# Inhalt einer zip-Datei anzeigen



## Schaaaf (21. Jul 2010)

Hallo,

Ich habe eine zip-Datei gedownloaded und wolle nun wissen, welche Dateien darin enthalten sind.
Kann mir jemand sagen, mit welchen Befehl ich den Inhalt einer zip-Datei anzeigen lassen kann? 

Danke schon mal..


----------



## fastjack (21. Jul 2010)

Compressing and Decompressing Data Using Java


----------



## Schaaaf (22. Jul 2010)

Okay. Das hilft mir allgemein ersteinmal weiter. Dann scheint es an der Datei zu liegen.
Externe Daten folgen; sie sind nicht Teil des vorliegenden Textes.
PR #1643, opened 2020-08-14
ColorAxes request no margin with AxisPosition.None (#1574)

### LINKED ISSUE #1574: Plotarea is calculated wrong in HeatMap
I'm using the latest commit (699e9ddb) of Oxyplot from Github. There is an undesired behavior with the heatmap series, which can be explained with the examples.
This is the 2x3 interpolated example:
with color axis

If I change it now to not display the ColorAxis it looks like this:
no color axis

It still leaves the space on the right side for the ColorAxis and additionally it creates an extra margin between the title and the chart. It also looks like there is more margin on the left side.

VisualMelon:
Fixes #1574.

### Checklist

- Overrides the `Measure` method in the 3 Color Axes (`Linear-`, `Range-`, `Category`) so that they have a desired margin of zero when they are set to `Position.None`
    - Before, they would request margins on all sides, because they were behaving like a polar axis
- Adds an example for LinearColorAxis (though not the other 2 color axes) where `Position == AxisPosition.None`

@oxyplot/admins


Jonarw:
Hmm, seeing it like this somehow makes it feel not quite right to me.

Ich habe nämlich folgenden Fehlermeldung :

java.util.zip.ZipException: error in opening zip file
	at java.util.zip.ZipFile.open(Native Method)
	at java.util.zip.ZipFile.<init>(Unknown Source)
	at java.util.zip.ZipFile.<init>(Unknown Source)
	at UnZip2.main(UnZip2.java:13)

Kann ich da etwas machen, damit ich die Datei trotzdem verwenden kann?


----------



## Final_Striker (22. Jul 2010)

Schon mal mit einer anderen zip Datei ausprobiert?


----------



## Schaaaf (22. Jul 2010)

Natürlich, sonst wüsste ich ja nicht, dass es an meiner Datei liegt.


----------



## nrg (22. Jul 2010)

zeig mal deinen code dazu


----------



## Schaaaf (22. Jul 2010)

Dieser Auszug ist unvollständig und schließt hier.